_DIRECTIONS FOR THIS TASK_: Retype all of the records precisely.

_Collected data entries_:
PR #4132, opened 2018-04-14
Add support for cameras to glTF loader

bghgary:


src/Cameras/Inputs/babylon.freeCameraMouseInput.ts
```diff
@@ -76,7 +76,7 @@ module BABYLON {
                         var offsetX = evt.clientX - this.previousPosition.x;
                         var offsetY = evt.clientY - this.previousPosition.y;
 
-                        if (this.camera.getScene().useRightHandedSystem) {
+                        if (this.camera.getScene().useRightHandedSystem === (this.camera.parent && this.camera.parent._getWorldMatrixDeterminant() >= 0)) {
```
deltakosh: I wonder if this will  or be executed if camera.parent == null or undefined

src/Cameras/babylon.camera.ts
```diff
@@ -462,23 +462,6 @@
 
             this._refreshFrustumPlanes = true;
 
-            if (!this.parent || !this.parent.getWorldMatrix) {
```
deltakosh: We need to build worldMatrix here

src/Cameras/Inputs/babylon.freeCameraMouseInput.ts
bghgary: It doesn't because of javascriptism, but I agree it's not clear.

src/Cameras/babylon.camera.ts
bghgary: Is worldMatrix necessary every frame?

deltakosh: It is not every frame but every time we build the view

bghgary: I don't mean calculating it. I mean that getWorldMatrix is called every frame.

deltakosh: We just need to make sure that camera._worldMatrix is updated when view matrix is updated

bghgary: I've already done that with my last commit. The way the code worked before it updated the world matrix to the inverse of the local view matrix as a temp matrix. The _worldMatrix only gets updated to the correct value when getWorldMatrix is called. Anyways, I think the current changes work the way you are describing.

deltakosh: Oh ok... I'll check later then:) on my phone now

src/Cameras/babylon.camera.ts
```diff
@@ -462,29 +461,14 @@
...
-                this._markSyncedWithParent();
-            }
-
             if (this._cameraRigParams && this._cameraRigParams.vrPreViewMatrix) {
                 this._computedViewMatrix.multiplyToRef(this._cameraRigParams.vrPreViewMatrix, this._computedViewMatrix);
             }
 
             this.onViewMatrixChangedObservable.notifyObservers(this);
 
+            this._computedViewMatrix.invertToRef(this._worldMatrix);
```
deltakosh: Oh yeah I missed this line..this is cool

cx20:
I confirmed that the camera can be used with Polly model of glTF 2.0.
http://jsdo.it/cx20/m7JB

bghgary:
@cx20 Awesome! Thanks for your work!

cx20:
I also tried using the camera with VC.gltf.
http://jsdo.it/cx20/MJ1p/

_RESULT FOR THIS EXERCISE_:
PR #4132, opened 2018-04-14
Add support for cameras to glTF loader

bghgary:


src/Cameras/Inputs/babylon.freeCameraMouseInput.ts
```diff
@@ -76,7 +76,7 @@ module BABYLON {
                         var offsetX = evt.clientX - this.previousPosition.x;
                         var offsetY = evt.clientY - this.previousPosition.y;
 
-                        if (this.camera.getScene().useRightHandedSystem) {
+                        if (this.camera.getScene().useRightHandedSystem === (this.camera.parent && this.camera.parent._getWorldMatrixDeterminant() >= 0)) {
```
deltakosh: I wonder if this will  or be executed if camera.parent == null or undefined

src/Cameras/babylon.camera.ts
```diff
@@ -462,23 +462,6 @@
 
             this._refreshFrustumPlanes = true;
 
-            if (!this.parent || !this.parent.getWorldMatrix) {
```
deltakosh: We need to build worldMatrix here

src/Cameras/Inputs/babylon.freeCameraMouseInput.ts
bghgary: It doesn't because of javascriptism, but I agree it's not clear.

src/Cameras/babylon.camera.ts
bghgary: Is worldMatrix necessary every frame?

deltakosh: It is not every frame but every time we build the view

bghgary: I don't mean calculating it. I mean that getWorldMatrix is called every frame.

deltakosh: We just need to make sure that camera._worldMatrix is updated when view matrix is updated

bghgary: I've already done that with my last commit. The way the code worked before it updated the world matrix to the inverse of the local view matrix as a temp matrix. The _worldMatrix only gets updated to the correct value when getWorldMatrix is called. Anyways, I think the current changes work the way you are describing.

deltakosh: Oh ok... I'll check later then:) on my phone now

src/Cameras/babylon.camera.ts
```diff
@@ -462,29 +461,14 @@
...
-                this._markSyncedWithParent();
-            }
-
             if (this._cameraRigParams && this._cameraRigParams.vrPreViewMatrix) {
                 this._computedViewMatrix.multiplyToRef(this._cameraRigParams.vrPreViewMatrix, this._computedViewMatrix);
             }
 
             this.onViewMatrixChangedObservable.notifyObservers(this);
 
+            this._computedViewMatrix.invertToRef(this._worldMatrix);
```
deltakosh: Oh yeah I missed this line..this is cool

cx20:
I confirmed that the camera can be used with Polly model of glTF 2.0.
http://jsdo.it/cx20/m7JB

bghgary:
@cx20 Awesome! Thanks for your work!

cx20:
I also tried using the camera with VC.gltf.
http://jsdo.it/cx20/MJ1p/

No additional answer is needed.